On the date, she is equally forthcoming, telling you, as she gets to know you, all of the things she likes about you. And so on and so on. No mystery, straight up, no games. Would you find that attractive? I wouldn’t. And I don’t think most men would either. In my experience, women who behave like this are needy and don’t have many other options. It’s not honesty. It’s desperation.
Here’s the kind of woman I’d like to meet. She’s not sure about me for a while. There seems to be something about me that keeps her coming back, but I can’t completely read her, and the reason for that is she doesn’t want me to read her. She’s still making up her mind about me and if she were really honest, she’d reveal some of her interest as well as some of the things that are giving her pause. Bleh. What a buzz kill.
I don’t want to know what she’s thinking. I want to know that she’s making every date fun. She’s making me work for it – because she’s interested only in men who think she’s worth the effort – but she’s also rewarding me in ways that make me think the effort is not wasted. She seems to have many romantic options but she’s slowly spending more and more time with me.

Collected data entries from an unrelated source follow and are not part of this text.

PR #7102, opened 2025-04-17
[DynamoDB] 2.1 updates

danielmarbach:


persistence/dynamodb/transactions_options_dynamodb_[2.1,).partial.md
```diff
@@ -0,0 +1,3 @@
+Starting with Version 2.1 of the persistence it is possible to override or extend the default JsonSerializationOptions used by the mapper. This allows making the mapper more aware of the object model attributes used by the `DynamoDBContext` if desired.
```
mauroservienti, line 1:
```suggestion
Starting with Version 2.1 of the persistence it is possible to override or extend the default `JsonSerializationOptions` used by the mapper. This allows the mapper to be more aware of the object model attributes used by the `DynamoDBContext` if desired.
```

persistence/dynamodb/sagas_options_dynamodb_[2.1,).partial.md
```diff
@@ -0,0 +1,3 @@
+Sagas being persisted use the built-in mapper as described above. With Version 2.1 of the persistence it is possible to override the saga persistence JsonSerializationOptions to support scenarios like [source generated serialization contexts](https://learn.microsoft.com/en-us/dotnet/standard/serialization/system-text-json/source-generation).
```
mauroservienti, line 1:
```suggestion
Sagas being persisted use the built-in mapper as described above. With Version 2.1 of the persistence it is possible to override the saga persistence `JsonSerializationOptions` to support scenarios such as [source-generated serialization contexts](https://learn.microsoft.com/en-us/dotnet/standard/serialization/system-text-json/source-generation).
```

Snippets/DynamoDB/DynamoDB_2.1/prerelease.txt
mauroservienti, line 1: why do we need this?

persistence/dynamodb/sagas_consistency_dynamodb_[2.1,).partial.md
```diff
@@ -0,0 +1,9 @@
+Amazon DynamoDB supports two read models: strongly consistent and eventually consistent. By default, the AWS SDK uses eventual consistency, which returns the most recently committed version of a record—but without guaranteeing that the latest write is visible at the time of the read. While this model is sufficient for many applications, it can introduce correctness issues when used with concurrency control mechanisms like optimistic locking.
```
mauroservienti, line 1:
```suggestion
Amazon DynamoDB supports two read models: strongly consistent and eventually consistent. By default, the AWS SDK uses eventual consistency, which returns the most recently committed version of a record but does not guarantee that the latest write is visible at the time of the read. While this model is sufficient for many applications, it can introduce correctness issues when used in conjunction with concurrency control mechanisms, such as optimistic locking.
```

Snippets/DynamoDB/DynamoDB_2.1/prerelease.txt
danielmarbach: Currently only because I reference the alpha version to make the engine happy. Should be removed once we bring in the final version and the nuget package version should be changed

mauroservienti (approved):

Snippets/DynamoDB/DynamoDB_2.1/DynamoDB_2.1.csproj
```diff
@@ -0,0 +1,13 @@
+<Project Sdk="Microsoft.NET.Sdk">
+
+  <PropertyGroup>
+    <TargetFramework>net8.0</TargetFramework>
+    <ImplicitUsings>enable</ImplicitUsings>
+  </PropertyGroup>
+
+  <ItemGroup>
+    <PackageReference Include="NServiceBus.Persistence.DynamoDB" Version="2.1.0-alpha.2" />
```
lailabougria:
```suggestion
    <PackageReference Include="NServiceBus.Persistence.DynamoDB" Version="2.1.0" />
```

This, to me, is the behavior of a high value woman, exactly the kind of woman I want. Complete honesty, directness, too much up-front effort – these are the qualities of a desperate, low value woman. Most men would eventually lose interest in a woman like that. (More importantly, most women would lose interest in a man like that.)
You can use whatever word you want for mastery of social dynamics. If you don’t like game, you can just call this woman socially astute, a skilled people person. But I call this process game. Game is good. Game is what makes it possible for two high value people to get to know each while they make up their minds. Making up your mind too quickly is desperation, not honesty.